I am trying to keep looping to get the user input and break out of the loop when the user enter a certain character or word. But when I input "end" I expected the output to be "bye" but the output is "hello".

The problem is subtle. Read the documentation for fgets . Then look at the value of name in the debugger after the call to fgets .

fgets ends the input when it sees a newline character, but it includes the newline character in the result. So name ends up with the character string "end\\n" ; comparing that to "end" will fail.

If you're going to use fgets you have to allow for that newline character, and compare with "end\\n" .

If this is C code, use scanf . If this is C++ code, use std::cin with a stream extractor.

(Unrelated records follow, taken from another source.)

PR #8017, opened 2023-05-31
fix(storage): fix reads with "./" in object name [XML]

### LINKED ISSUE #7236: storage: ErrObjectNotExist in NewRangeReader for "./" prefixed objects
**Client**

Storage

**Environment**

MacOS

**Go Environment**

$ go version

```
go version go1.18.7 darwin/arm64
```

**Code**

`NOTE` in the following examples, both `gs://bucket/object1.mcap` and `gs://bucket/./object1.mcap` objects exist (and are copies of one another).

```go
handle := gcs.Bucket(bucketName).Object("object1.mcap")
fmt.Println(handle.Attrs(ctx))
// Prints the attributes for `object1.mcap`
r, err := handle.NewRangeReader(ctx, 0, -1)
// Works as expected, no error.
```

Compare to:

```go
handle := gcs.Bucket(bucketName).Object("./object1.mcap")
fmt.Println(handle.Attrs(ctx))
// Prints the attributes for `./object1.mcap` as above
r, err := handle.NewRangeReader(ctx, 0, -1)
// Error: `storage: object doesn't exist`
```

**Expected behavior**

Running the same script for both existing objects, they should behave the same. The "./" object prefix shouldn't cause unexpected issues.

**Actual behavior**

* There's no difference in `handle.Attrs(ctx)` — this prints the same for both `./object1.mcap` and `object1.mcap`
* But `handle.NewRangeReader(ctx, 0, -1)` works for `object1.mcap` only, and displays an error for `./object1.mcap`:

```
storage: object doesn't exist
```

**Additional context**

`NOTE` that `x/object1.mcap` or other paths will work as well, the only exception so far being the `./` prefix. Objects with "./" prefix should be legitimate.

BrennaEpp:
Previously, XML reads failed when the object had "./" in the name. This fixes the encoding for such a case.

Fixes #7236


tritone (approved):
nice fix!

PR #8020, opened 2023-05-31
test: retry create remote udf function

alvarowolfx:
Fix flaky issue #7994


bigquery/routine_integration_test.go
```diff
@@ -121,7 +123,14 @@ func TestIntegration_RoutineRemoteUDF(t *testing.T) {
 			TypeKind: "STRING",
 		},
 	}
-	if err := routine.Create(ctx, meta); err != nil {
+
+	err = internal.Retry(ctx, gax.Backoff{}, func() (stop bool, err error) {
+		if err := routine.Create(ctx, meta); err != nil {
+			return false, err
```
shollyman, line 129: Do you want to evaluate this via `retryableError()` or similar?

shollyman (approved):

bigquery/routine_integration_test.go
alvarowolfx: do you feel like is needed as this is just for integration test ?

shollyman: We can leave as is and swap if it causes issues down the line.

PR #8055, opened 2023-06-05
feat(bigquery): support for tables primary and foreign keys

alvarowolfx:
Add support for creating/updating tables with primary/foreign keys on BigQuery. 

Rollout not fully complete, so is not gonna pass integration tests.

Towards internal b/285349974


bigquery/table.go
```diff
@@ -147,6 +147,99 @@ type TableMetadata struct {
...
+
+	// ForeignKeys represent a list of foreign keys constraints.
+	// The foreign key is not enforced.
+	ForeignKeys []*ForeignKey
+}
+
+// PrimaryKey represents the primary key constraint on a table's columns.
+type PrimaryKey struct {
+	// Columns that compose the primary key constraint.
+	Columns []string
```
shollyman, line 164: Question:  are there ordering constraints here (and in FK) we need to document?  Or does the order of columns not matter?

bigquery/table.go
```diff
@@ -1024,6 +1146,15 @@ type TableMetadataToUpdate struct {
 	// in the table.
 	DefaultCollation optional.String
 
+	// Optionally specifies a PrimaryKey constraint on a table's columns.
+	// Updated only if present.
+	// The primary key is not enforced.
+	PrimaryKey *PrimaryKey
+
+	// ForeignKeys represent a list of foreign keys constraints.
+	// The foreign key is not enforced.
```
shollyman, line 1155: pluralize the comment?  foreign keys not enforced?

bigquery/table.go
```diff
@@ -947,6 +1057,18 @@ func (tm *TableMetadataToUpdate) toBQ() (*bq.Table, error) {
 		t.DefaultCollation = optional.ToString(tm.DefaultCollation)
 		forceSend("DefaultCollation")
 	}
+	if tm.PrimaryKey != nil || len(tm.ForeignKeys) > 0 {
```
shollyman, line 1060: Is special logic needed for clearing the TableConstraints message?  ex: if both PK and FK are empty?  Otherwise, how does a user remove TableConstraints?

bigquery/table.go
alvarowolfx: AFAIK the ordering doesn't matter, but I'll double check internally

bigquery/table.go
alvarowolfx: ah good point, I forgot about allowing users to remove constraints. I just pushed an update to allow that.

bigquery/table_integration_test.go
```diff
@@ -661,3 +661,175 @@ func TestIntegration_TableDefaultCollation(t *testing.T) {
...
+	if err != nil {
+		t.Fatal(err)
+	}
+	if md.PrimaryKey.Columns[0] != "name" {
+		t.Fatalf("expected table primary key to contain column `name`, but found %q", md.PrimaryKey.Columns)
+	}
+
+	md, err = table.Update(ctx, TableMetadataToUpdate{
+		PrimaryKey: &PrimaryKey{
+			Columns: []string{}, // clean primary keys
```
shollyman, line 693: is Columns even necessary, or is a default value &PrimaryKey{} sufficient?

shollyman (approved):

PR #8068, opened 2023-06-08
feat(firestore): add support for FirebaseEvent

yurifedoseev:
Reopen https://github.com/googleapis/google-cloud-go/pull/4335
Discussion https://github.com/googleapis/google-cloud-go/issues/1438

Cloud Functions supports Firestore triggers and when a document is updated an event is send to the function with this format. There is currently no way to convert pb.Document to a normal Go struct. [setFromProtoValue](https://github.com/googleapis/google-cloud-go/blob/61166ef305533a6c5b0b3275df2cb544d678339a/firestore/from_value.go#L27) could be exported to make it possible or a new helper function based on this [DataTo](https://github.com/googleapis/google-cloud-go/blob/27b5416a80e6a65ee9eebda55f06def51b9b7b88/firestore/document.go#L115) line.

We're using this patch more then year in production.  It works fine. We just want to move from fork to upstream to simplify google cloud deploy. 

For example, using fork forces us to upload all go dependencies on gcloud functions instead of just `go.mod` file


yurifedoseev:
Recreated PR with the only commit https://github.com/googleapis/google-cloud-go/pull/8069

That's caused by your input function fgets . Use cin instead and you will get your expected output " bye " once you input " end ".

  #include <stdio.h>
  #include <ctype.h>
  #include <string.h>
  #include <iostream>

  using namespace std; 

  int main (void) {

    char *names;
    int capacity = 0;
    int size = 0;
    char name[100];

    printf ("Enter number 4 is you want to stop inputting names.\n");

    while (1)
    {
        printf ("Input:\n");
        cin >> name;
        printf ("%s", name);

     if (strcmp(name, "end")!= 0)
     {
         printf ("hello");
     }

     else if (strcmp (name, "end")== 0)
     {
         printf("bye ");
     }
    }
  }

Instead of strcmp use strncmp . strcmp will compare all characters in your strings until a terminating null-character is reached or characters differ. strncmp will only compare the first n values in both strings. Also you should add break after printf("bye") to leave the loop.

#include <stdio.h>
#include <ctype.h>
#include<string.h>
int main (void)
{
    char *names;
    int capacity = 0;
    int size = 0;
    char name[100];

    printf ("Enter number 4 is you want to stop inputting names.\n");

    while (1)
    {
        printf ("Input:\n");
        fgets(name, sizeof(name),stdin);
        printf ("%s", name);

        if (strncmp(name, "end", 3)!= 0)
        {
            printf ("hello");
        }

        if (strncmp (name, "end", 3)== 0)
        {
            printf("bye ");
            break;
        }
    }
}

As others already mention: fgets() stores the end-of-line character \\n , too. If you compare with "end\\n" it will work.